Collapse Behavior of Onshore and Spar-Floating Wind Turbine Towers During Blade Pitch Malfunction
摘要整理
Blade pitch control is one of the most important control systems for a wind turbine: blade pitch controller malfunction can lead to increased vertical bending moment at the tower base, which may result in structural failure. This study investigated the collapse behavior mechanism at the tower root due to an extreme event of blade pitch malfunction for onshore and spar-floating wind turbines. An aero-hydro-elastoplastic coupled analysis tool previously developed and validated by one of the authors was utilized to capture the structural response at the tower root in elastic and plastic regions.
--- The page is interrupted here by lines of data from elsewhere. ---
PR #43, opened 2018-07-17
concat bug fix

nataliemona:
opencast concatenates files in alphabetical order
prepend track sequence number to file name in s3 bucket to ensure correct ordering
new file naming format: {md5 of uuid}/{track number}-{file id}.{file type}

### DIFF
--- a/functions/zoom-downloader.py
+++ b/functions/zoom-downloader.py
@@ -236,8 +236,7 @@ def next_track_sequence(prev_file, file):
 
 def stream_file_to_s3(file, uuid, track_sequence):
 
-    metadata = {'uuid': uuid,
-                'track_sequence': str(track_sequence)}
+    metadata = {'uuid': uuid}
 
     if file['file_type'].lower() in ["mp4", "m4a", "chat"]:
         stream, zoom_name = get_connection_using_play_url(file['play_url'])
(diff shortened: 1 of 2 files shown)


functions/zoom-downloader.py
```diff
@@ -250,7 +249,9 @@ def stream_file_to_s3(file, uuid, track_sequence):
         stream, zoom_name = get_connection_using_download_url(file['download_url'])
 
     metadata['file_type'] = zoom_name.split('.')[-1]
-    filename = create_filename(file['id'], file['meeting_id'], zoom_name)
+    filename = create_filename("{}-{}".format(track_sequence, file['id']),
```
lbjay: Do you know how the concat operation sorts the filenames? I suspect it's lexical, which means this won't do what we want if the list of files is > 9 (probably unlikely but still).

```
In [1]: ids = [str(x) for x in range(1,11)]

In [2]: sorted(ids)
Out[2]: ['1', '10', '2', '3', '4', '5', '6', '7', '8', '9']
```

Could you change the integers to letters? Then we'd be safe for <= 26 files.

```
from string import ascii_uppercase
...
filename = create_filename("{}-{}".format(ascii_uppercase[track_sequence - 1], file['id']), ...
```

functions/zoom-uploader.py
```diff
@@ -341,16 +341,10 @@ def add_tracks(self):
...
 
-        def sorted_videos(vids):
-            return sorted(
-                    vids,
-                    key=lambda vid: vid.metadata['track_sequence']
-                   )
-
         if self.speaker_videos is not None:
-            videos = sorted_videos(self.speaker_videos)
+            videos = self.speaker_videos
```
lbjay, line 345: Is this because we assume the order in which the tracks are added doesn't matter now?

lbjay (changes requested):

functions/zoom-downloader.py
nataliemona: Instead of letters, changed to 3 digit ints. So 009, 010, 011, etc.

functions/zoom-uploader.py
nataliemona: Yes. Getting rid of unnecessary code and metadata.

lbjay (approved):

Three strength models—(i) SM-01, (ii) SM-02, and (iii) SM-03—were selected to demonstrate the collapse behavior mechanism of onshore and spar-floating 5 MW wind turbines in a time-series simulation. The damage in the plastic region, termed the collapse extent, was evaluated at the collapsing section. Moment–rotational angle relationships are discussed under the same wind conditions. The tower vibrations were found to dominate the structural response of the onshore wind turbine, whereas the tower vibrations and floater response dominate the spar-floating wind turbine response during the failure event. The collapse extent of the spar-floating wind turbine was found to be 8 times larger than the onshore wind turbine under the same wind conditions. Furthermore, simulations were carried out for the spar-floating wind turbine to understand the effect of incoming waves on the collapse behavior: the collapse extent increases as the wave amplitude and period increase under the same wind conditions.